Opposant résolu à la loi Travail sous le quinquennat précédent, Jean-Claude Mailly fait désormais figure d'interlocuteur privilégié du ministère du Travail, explique France 2 dans cette vidéo. "Un retour aux sources, commente Stéphane Sirot. C'est le fond réformiste de FO que l'on voit ressurgir." 


Réforme du Code du travail : l’histoire secrète du revirement de Jean-Claude Mailly

Une volonté d'économiser ses forces

Début de quinquennat oblige, la manifestation du 12 septembre risque d'être suivie d'autres mobilisations dans la rue, à commencer par celle du 23 septembre, à l'initiative de la France insoumise. S'agit-il de couper lherbe sous le pied de Jean-Luc Mélenchon ? La CGT a également appelé, vendredi 8 septembre, à une nouvelle journée de mobilisation nationale, le 21 septembre. Car Emmanuel Macron multiplie les annonces susceptibles de faire monter la fièvre sociale. Dernière en date : celle sur les régimes spéciaux de la SNCF, à laquelle il veut mettre fin. "Ça va fédérer salariés publics et privés au lieu de les diviser", assure Fabrice Michaud.
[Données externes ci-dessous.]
PR #3027, opened 2024-09-30
Upgraded to Go latest version 1.23.1

soharab-ic:

Fixes #

## Checklist:

### DIFF
--- a/pkg/executor/executortype/poolmgr/gp.go
+++ b/pkg/executor/executortype/poolmgr/gp.go
@@ -426,7 +426,7 @@ func (gp *GenericPool) specializePod(ctx context.Context, pod *apiv1.Pod, fn *fv
 					zap.String("configmap_namespace", cm.Namespace),
 					zap.String("function_name", fn.ObjectMeta.Name),
 					zap.String("function_namespace", gp.fnNamespace))
-				return fmt.Errorf("%s", fmt.Sprintf("configmap %s must be in same namespace as function namespace", cm.Name))
+				return fmt.Errorf("configmap %s must be in same namespace as function namespace", cm.Name)
 			} else {
 				return err
 			}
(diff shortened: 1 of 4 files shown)


pkg/executor/executortype/poolmgr/gp.go
```diff
@@ -426,7 +426,7 @@ func (gp *GenericPool) specializePod(ctx context.Context, pod *apiv1.Pod, fn *fv
 					zap.String("configmap_namespace", cm.Namespace),
 					zap.String("function_name", fn.ObjectMeta.Name),
 					zap.String("function_namespace", gp.fnNamespace))
-				return fmt.Errorf(fmt.Sprintf("configmap %s must be in same namespace as function namespace", cm.Name))
+				return fmt.Errorf("%s", fmt.Sprintf("configmap %s must be in same namespace as function namespace", cm.Name))
```
sanketsudake, line 429: I think we should just get rid of fmt.Sprintf and use fmt.Errorf. Same below
```
fmt.Errorf("configmap %s must be in same namespace as function namespace", cm.Name)
```

pkg/mqtrigger/messageQueue/kafka/consumer.go
```diff
@@ -200,7 +200,7 @@ func (ch *MqtConsumerGroupHandler) kafkaMsgHandler(msg *sarama.ConsumerMessage)
 		errorString := fmt.Sprintf("request exceed retries: %v", ch.trigger.Spec.MaxRetries)
 		errorHeaders := generateErrorHeaders(errorString)
 		errorHandler(ch.logger, ch.trigger, ch.producer, ch.fnUrl,
-			fmt.Errorf(errorString), errorHeaders)
+			fmt.Errorf("%s", errorString), errorHeaders)
```
sanketsudake, line 203: Should be errors.New if we are doing formatting. Same for rest. Lets avoid using formatting unnecessarily.

sanketsudake (approved):

PR #3041, opened 2024-10-15
Add leader election for executor

soharab-ic:
## Description

- Added leader election to executor for high availability.
- It is a Kubernetes resource that helps manage and ensure only one pod acts as the leader at any given time. If the leader pod fails, another pod can quickly take over, ensuring the application remains highly available.

Fixes #

## Testing

- Tested by increasing the number of replicas in executor deployment. Leader election is working as expected.
- The non-leader pods keep crashing and restarting because of `liveness` and `readiness` probes failed. To fix this issue, we need to restructure the starting steps of executor and start the server before the leader election loop. I am working on it.

## Checklist:

- - -
This change is [Reviewable](https://reviewable.io/reviews/fission/fission/3041)

### DIFF
--- a/cmd/fission-bundle/main.go
+++ b/cmd/fission-bundle/main.go
@@ -36,6 +36,7 @@ import (
 	eclient "github.com/fission/fission/pkg/executor/client"
 	"github.com/fission/fission/pkg/info"
 	"github.com/fission/fission/pkg/kubewatcher"
+	"github.com/fission/fission/pkg/leaderelection"
 	functionLogger "github.com/fission/fission/pkg/logger"
 	mqt "github.com/fission/fission/pkg/mqtrigger"
 	"github.com/fission/fission/pkg/router"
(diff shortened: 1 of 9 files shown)


cmd/fission-bundle/main.go
```diff
@@ -64,7 +66,16 @@ func runRouter(ctx context.Context, clientGen crd.ClientGeneratorInterface, logg
 }
 
 func runExecutor(ctx context.Context, clientGen crd.ClientGeneratorInterface, logger *zap.Logger, mgr manager.Interface, port int) error {
```
sanketsudake, line 68: Can we create a based test? 

If we have `etcd` in envtest, we can create two instances of executor and see if one of them only runs.

```
k8s/1.23.5-darwin-arm64
etcd		kube-apiserver	kubectl
```

sanketsudake:
Implemented via https://github.com/fission/fission/pull/3418

PR #3051, opened 2024-10-28
Fix download deploy package out of k8s cluster

lx1036:

when I run `fission pkg getdeploy --name hello-pkg-sp -o ./hello-pkg-sp.zip`, it raise errors. 

hello-pkg-sp package is a builded package, its yaml:

```
spec:
  buildcmd: ./build.sh
  deployment:
    checksum:
      sum: d32c0ab6e49f4043dc44f02fca6231be1e303bae779a10d0bc2682efcacd7278
      type: sha256
    type: url
    url: >-
      http://storagesvc.fission/v1/archive?id=%2Ffission%2Ffission-functions%2Fbb568aa7-f0c6-4933-97cf-72e180aad802
      
  environment:
    name: python-27
    namespace: default
  source:
    checksum: {}
    literal: >-
      UEsDBBQACAAAAK0+V1kAAAAAAAAAAAxxxxxxxxxxxxxx
    type: literal

```

error is like:
image

the code `fileUrl` is like `http://storagesvc.fission/v1/archive?id=124`, `storagesvcURL.String()` is like "localhost:52373" with port-forward out of k8s, so `strings.HasPrefix` should has `!`.
```
func DownloadStrorageURL(ctx context.Context, client cmd.Client, fileUrl string) (io.ReadCloser, error) {
	var resp *http.Response
	storagesvcURL, err := util.GetStorageURL(ctx, client)
	if err != nil {
		return nil, err
	}

	if !strings.HasPrefix(fileUrl, storagesvcURL.String()+"/v1/archive?id=") {
		url, err := url.Parse(fileUrl)
		if err != nil {
			return nil, err
		}
		id := url.Query().Get("id")

		client := storageSvcClient.MakeClient(storagesvcURL.String())
		resp, err = client.GetFile(ctx, id)
		if err != nil {
			return nil, err
		}
	} else {
		resp, err = http.Get(fileUrl)
	}

	if err != nil {
		return nil, err
	}
```

## Checklist:

### DIFF
--- a/pkg/fission-cli/cmd/package/util/util.go
+++ b/pkg/fission-cli/cmd/package/util/util.go
@@ -170,7 +170,7 @@ func DownloadStrorageURL(ctx context.Context, client cmd.Client, fileUrl string)
 		return nil, err
 	}
 
-	if strings.HasPrefix(fileUrl, storagesvcURL.String()+"/v1/archive?id=") {
+	if !strings.HasPrefix(fileUrl, storagesvcURL.String()+"/v1/archive?id=") {
 		url, err := url.Parse(fileUrl)
 		if err != nil {
 			return nil, err


soharab-ic:
Created another PR https://github.com/fission/fission/pull/3051 for this.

Quelle stratégie adopter face à cette déferlante d'annonces ? Faut-il essayer de créer un rapport de force très tôt ? Attendre davantage ? Faire des manifestations catégorielles ? "Notre fédération n'appelle pas officiellement à la grève le 12 septembre, parce que les fonctionnaires ne sont pas touchés par la réforme du Code du travail", déclare à franceinfo Christian Grolier, de l’UIAFP-FO (l’Union interfédérale des agents de la fonction publique). Mais il prévoit des mobilisations sur les salaires, avec la confirmation du gel du point d'indice des fonctionnaires en 2018 et la hausse de la CSG.

La direction de FO pourrait également appeler à manifester face à la réforme imminente de l'assurance chômage, qui inquiète sérieusement Jean-Claude Mailly. Et même la CFDT, qui n'appelle pas à manifester le 12 septembre, met en avant un "rassemblement militant le 3 octobre" et assure réfléchir à des formes d'action. Une stratégie qui pourrait poser problème avec un risque d'éparpillement et qui réduirait la force de frappe des syndicats, selon Stéphane Sirot. 

A force de négocier de plus en plus, les syndicats ont désappris les techniques traditionnelles de mobilisation des salariés.Stéphane Sirot, historien du mouvement socialà france info

"Il y a encore beaucoup de conflits, mais ponctuels. Les syndicats n'arrivent plus à cristalliser. Et en face, il y a un patronat très combatif, très revendicatif, qui a du mal à accepter un contre-pouvoir." poursuit l''historien. Et d'évoquer l'interview du secrétaire général de la CFDT, Laurent Berger, dans Le Monde, qui se dit "très déçu" de la réforme : "Peu de nos propositions ont été retenues. Nous avons le sentiment que l’on reconnaît la présence syndicale a minima, sans lui donner les moyens de se déployer". Mais quelle conclusion en tire-t-il ? Stéphane Sirot remarque que la "déception" de la CFDT ne semble pas se traduire en actions concrètes pour obtenir satisfaction.